The Court addressed both questions together, emphasizing the “economic and commercial realities” principle.

  • No Automatic Inference from Subsidiary: The ECJ explicitly ruled that “the existence, in the territory of a Member State, of a fixed establishment of a company established in a non-Member State may not be inferred by a supplier of services from the mere fact that that company has a subsidiary there.” The Court clarified that while “it is possible that a subsidiary constitutes the fixed establishment of its parent company… such treatment depends on the substantive conditions set out in Implementing Regulation No 282/2011, in particular in Article 11 thereof, which must be assessed in the light of economic and commercial realities.” This means a factual assessment of human and technical resources and permanence is required, not just the legal status of a separate subsidiary.
  • Supplier Not Required to Examine Intra-Group Contracts: Regarding the supplier’s due diligence, the Court stated that Article 22 of Implementing Regulation No 282/2011 “does not show that the supplier of the services concerned is required to examine contractual relationships between a company established in a non-Member State and its subsidiary established in a Member State.” The Court reasoned that “obligations which are the responsibility of the tax authorities may not be imposed on the service supplier, by asking it to inquire into contractual relationships between the parent company and the subsidiary even though that information is in principle inaccessible to it.” Article 22’s scope is limited to the contract for the supply of services between the supplier and customer, not internal arrangements between the customer and its potential fixed establishment.

Final Ruling: The Court (Fifth Chamber) ruled: “Article 44 of Council Directive 2006/112/EC… and Article 11(1) and Article 22(1) of Council Implementing Regulation (EU) No 282/2011… must be interpreted as meaning that the existence, in the territory of a Member State, of a fixed establishment of a company established in a non-Member State may not be inferred by a supplier of services from the mere fact that that company has a subsidiary there, and that supplier is not required to inquire, for the purposes of such an assessment, into contractual relationships between the two entities.

5. Implications

  • Clarity for Service Suppliers: This judgment provides essential clarity for service suppliers, particularly those dealing with non-EU entities that have a presence (like a subsidiary) in an EU Member State.
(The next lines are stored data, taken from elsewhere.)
PR #10154, opened 2021-05-10
Mariadb release 20210510

dbart:
We've done our MariaDB 2021 Q2 releases: MariaDB 10.5.10, 10.4.19, 10.3.29, and 10.2.38.

### DIFF
--- a/library/mariadb
+++ b/library/mariadb
@@ -6,25 +6,25 @@ GitRepo: https://github.com/MariaDB/mariadb-docker.git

Suppliers are not burdened with the onerous task of investigating complex intra-group contractual arrangements to determine the correct place of supply for VAT. They can rely on the more practical criteria outlined in Article 22, focusing on the nature of the service, the direct contract with the customer, and the customer’s VAT identification details.
  • Burden on Tax Authorities: The responsibility for proving that a subsidiary constitutes a fixed establishment of its parent company for VAT purposes, especially based on intricate intra-group arrangements, primarily rests with the national tax authorities, not the service supplier.
  • Emphasis on Substance over Form: The ruling reinforces the principle that “fixed establishment” is a factual assessment based on “sufficient permanence and a suitable structure in terms of human and technical resources to enable it to receive and use the services supplied to it for its own needs,” rather than merely the legal structure of a subsidiary.
  • Promotes Proper Functioning of VAT System: By clarifying the responsibilities and criteria, the judgment contributes to avoiding “conflicts of jurisdiction which may result in double taxation and… non-taxation” and thus ensures the “proper functioning of the common system of VAT.”